_TASK DATA_
■ ■ ■
Issue #13379, opened 2020-11-13
Publishing empty post result in undismissable progress dialog and unresponsive app


khaykov:
##### Steps to reproduce the behavior
- Create a new empty post.
- Tap PUBLISH in the toolbar.
- Notice the "Saving" progress dialog and that "Can't publish empty post Toast appears for a moment"
- Confirm that dialog is not disappearing and can't be dismissed.

Might not be clear from GIF - but the progress dialog is never dismissed by itself.
[![Image from Gyazo](https://i.gyazo.com/ffc0ae6ed7f20f29455eede2b80eceed.gif)](https://gyazo.com/ffc0ae6ed7f20f29455eede2b80eceed)

hypest:
Wondering if this related to recent work on the save-on-exit. @mchowning , @malinajirka can you please have a look? Thanks!

hypest:
Fixed with https://github.com/wordpress-mobile/WordPress-Android/pull/13381

Issue #12570, opened 2020-07-30
First preview attempt does not work for changes to previously saved drafts


designsimply:
Steps to reproduce:

1. Create a new draft.
1. Add a title and content.
1. Go to More > Preview.
1. Expect the preview to work.
1. Make any change to the content.
1. Go to More > Preview.
1. Observe the preview does not open.
1. Go to More > Preview again.

<img width="270" alt="Screen Shot 2020-07-30 at Jul 30 3 58 01 PM" src="https://user-images.githubusercontent.com/1119271/88979132-42ffe400-d27e-11ea-9612-9879426898e6.png">

**Result:** the preview does not open the first time but does work if you try to preview a 2nd time. ([1m28s](https://cloudup.com/caXfaQVEu67))

<p style="clear:both;"><sup>Tested with WPAndroid 15.3 (production) and 15.4-rc-1 (TestFlight beta) on Pixel 3 Android 10 using a WordPress.com Premium site with a custom domain.</sup></p>

designsimply:
I noticed this again while beta testing with 15.6-rc-1—in this case, it's timing out most often and the editor stays open but sometimes the app freezes.

Video: [44s](https://cloudup.com/cseXSXWMmpE)
<p style="clear:both;"><sup>Tested with WPAndroid 15.6-rc-1 on Pixel 3 Android 10.</sup></p>

<details>
<summary>App logs for the timestamp matching the video</summary>

```
WordPress - 15.6-rc-1 - Version code: 910
Android device name: Google Pixel 3

01 - [Aug-25 17:46 API] Dispatching action: ListAction-LIST_DATA_INVALIDATED
02 - [Aug-25 17:46 API] Dispatching action: ListAction-LIST_DATA_INVALIDATED
03 - [Aug-25 17:46 API] Dispatching action: PostAction-UPDATE_POST
04 - [Aug-25 17:46 API] Dispatching action: ListAction-LIST_DATA_INVALIDATED
05 - [Aug-25 17:46 API] Dispatching action: ListAction-LIST_DATA_INVALIDATED
06 - [Aug-25 17:46 API] Dispatching action: PostAction-UPDATE_POST
07 - [Aug-25 17:46 API] Dispatching action: ListAction-LIST_DATA_INVALIDATED
08 - [Aug-25 17:46 API] Dispatching action: ListAction-LIST_DATA_INVALIDATED
[...]

Issue #13361, opened 2020-11-11
Preview Out-Of-Date if Save is In Progress


mchowning:
### Expected behavior

A post preview should always represent the current content in the editor.

### Actual behavior

If an autosave is in progress when the user attempts to preview the post, the currently-being-saved changes will not be uploaded and included in the preview.

### Steps to reproduce the behavior

1. Open a very long post, ideally on a slow device (so it will be slow to save)
2. Add some content, 
3. Wait at least 0.5 seconds (so the autosave delay has passed), but not much more than that (because we don't want the save to finish) and tap the "Preview" menu button.
3. Observe that the post is _not_ uploaded (assuming there was no other updated content saved apart from what was added just before the preview was opened) and the preview does _not_ include the just-added content.

![preview-save-in-progress mp4](https://user-images.githubusercontent.com/4656348/98831097-1d4fb280-2409-11eb-82b4-dba7d5cff453.gif)

mchowning:
When investigating this, we should keep in mind that there is another bug that sometimes causes the preview to not actually open: https://github.com/wordpress-mobile/WordPress-Android/issues/12570.

hypest:
Added the "Priority High" lavel since this essentially means the Preview flow is broken since one cannot preview the changes currently in the editor. Please dive in @mchowning , thanks!

malinajirka:
<p>I looked into this issue. I added bunch of logs and I think the bug might be in Gutenberg.</p>



<p>When the bug happens, the editor doesn't emit change </p>



<pre class="wp-block-preformatted">mEditorFragment.getTitleOrContentChanged()</pre>



<p>Moreover, <a href="https://github.com/wordpress-mobile/WordPress-Android/blob/b739d8a436e6b2efbeff6584c065409e939b1e28/WordPress/src/main/java/org/wordpress/android/ui/posts/EditPostActivity.java#L1795">this method</a> keeps returning the state before the last change (even 5 seconds after the change) -> so even if the EditPostActivity manually tries to sync the content with the UI, it doesn't help, because the EditorFragment keeps returning the old content.</p>



Here are logs when the preview works as expected: (I changed title from "A" to "ABC")
```
14:22:22.675 - D/WordPress-MAIN: malinjir: change in editor detected.
14:22:38.308 - D/WordPress-MAIN: malinjir: updating from editor: ABC
14:22:38.320 - D/WordPress-MAIN: malinjir: Right before the post is saved into db: ABC
[...]

Issue #13169, opened 2020-10-19
Editor: Post contains local changes even when the user doesn't modify the post


malinajirka:
### Expected behavior
When I open a post in the gutenberg editor and I close it I expect the post won't contain any local changes.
■ ■ ■
_TASK PROMPT_
Your answer should consist of all lines above that include the string "Tested".

_YOUR RESPONSE_
<p style="clear:both;"><sup>Tested with WPAndroid 15.3 (production) and 15.4-rc-1 (TestFlight beta) on Pixel 3 Android 10 using a WordPress.com Premium site with a custom domain.</sup></p>
<p style="clear:both;"><sup>Tested with WPAndroid 15.6-rc-1 on Pixel 3 Android 10.</sup></p>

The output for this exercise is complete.